Stored dataset items
---*---

PR #522, opened 2020-07-27
GLSL Goodies

devshgraphicsprogramming:


include/irr/builtin/material_compiler/glsl/common.glsl
```diff
@@ -0,0 +1,528 @@
+#version 430 core
```
devshgraphicsprogramming, line 1: rename this header, its not common to all material compilers, only one particular backend (or split out the common and non common part).

For example virtual texturing is only really a part of a backend that does not use the descriptor indexing Vulkan capability.

also path is wrong, should be `irr/builtin/glsl/material_compiler` I think

devshgraphicsprogramming:
If I merge this, will the denoiser break? (it needs a functional mitsuba loader to load camera XMLs)

include/irr/builtin/material_compiler/glsl/common.glsl
Crisspl: > its not common to all material compilers, only one particular backend

thats why its in subdir for glsl backend

> also path is wrong, should be irr/builtin/glsl/material_compiler I think

that would imply scattering material_compiler sources over language/backend-based directories like glsl/material_compiler, backendX/material_compiler, backendY/material_compiler etc

devshgraphicsprogramming: hmm ok makes sense, buut there are many possible backends for GLSL:
- GLSL separate pipeline/shader per BSDF (no multi draw indirect)
- GLSL with virtual geometry and virtual textures (no descriptor indexing)
- GLSL with bindless (descriptor indexing)

plus there is the question if the rasterizer backend will want/need the sampling functons (for stochastic shadows)

Crisspl:
> If I merge this, will the denoiser break? (it needs a functional mitsuba loader to load camera XMLs)

no, it loads metadata just fine, provided shaders wont work obviously but thats it

devshgraphicsprogramming:
ok fix beckmann and ggx, then I'll merge ;)

include/irr/builtin/material_compiler/glsl/common.glsl
devshgraphicsprogramming: @Crisspl take not of this comment, I'm closing the PR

---*---

» What to produce
Each entry above needs to be retyped exactly.

» Response to the task
PR #522, opened 2020-07-27
GLSL Goodies

devshgraphicsprogramming:


include/irr/builtin/material_compiler/glsl/common.glsl
```diff
@@ -0,0 +1,528 @@
+#version 430 core
```
devshgraphicsprogramming, line 1: rename this header, its not common to all material compilers, only one particular backend (or split out the common and non common part).

For example virtual texturing is only really a part of a backend that does not use the descriptor indexing Vulkan capability.

also path is wrong, should be `irr/builtin/glsl/material_compiler` I think

devshgraphicsprogramming:
If I merge this, will the denoiser break? (it needs a functional mitsuba loader to load camera XMLs)

include/irr/builtin/material_compiler/glsl/common.glsl
Crisspl: > its not common to all material compilers, only one particular backend

thats why its in subdir for glsl backend

> also path is wrong, should be irr/builtin/glsl/material_compiler I think

that would imply scattering material_compiler sources over language/backend-based directories like glsl/material_compiler, backendX/material_compiler, backendY/material_compiler etc

devshgraphicsprogramming: hmm ok makes sense, buut there are many possible backends for GLSL:
- GLSL separate pipeline/shader per BSDF (no multi draw indirect)
- GLSL with virtual geometry and virtual textures (no descriptor indexing)
- GLSL with bindless (descriptor indexing)

plus there is the question if the rasterizer backend will want/need the sampling functons (for stochastic shadows)

Crisspl:
> If I merge this, will the denoiser break? (it needs a functional mitsuba loader to load camera XMLs)

no, it loads metadata just fine, provided shaders wont work obviously but thats it

devshgraphicsprogramming:
ok fix beckmann and ggx, then I'll merge ;)

include/irr/builtin/material_compiler/glsl/common.glsl
devshgraphicsprogramming: @Crisspl take not of this comment, I'm closing the PR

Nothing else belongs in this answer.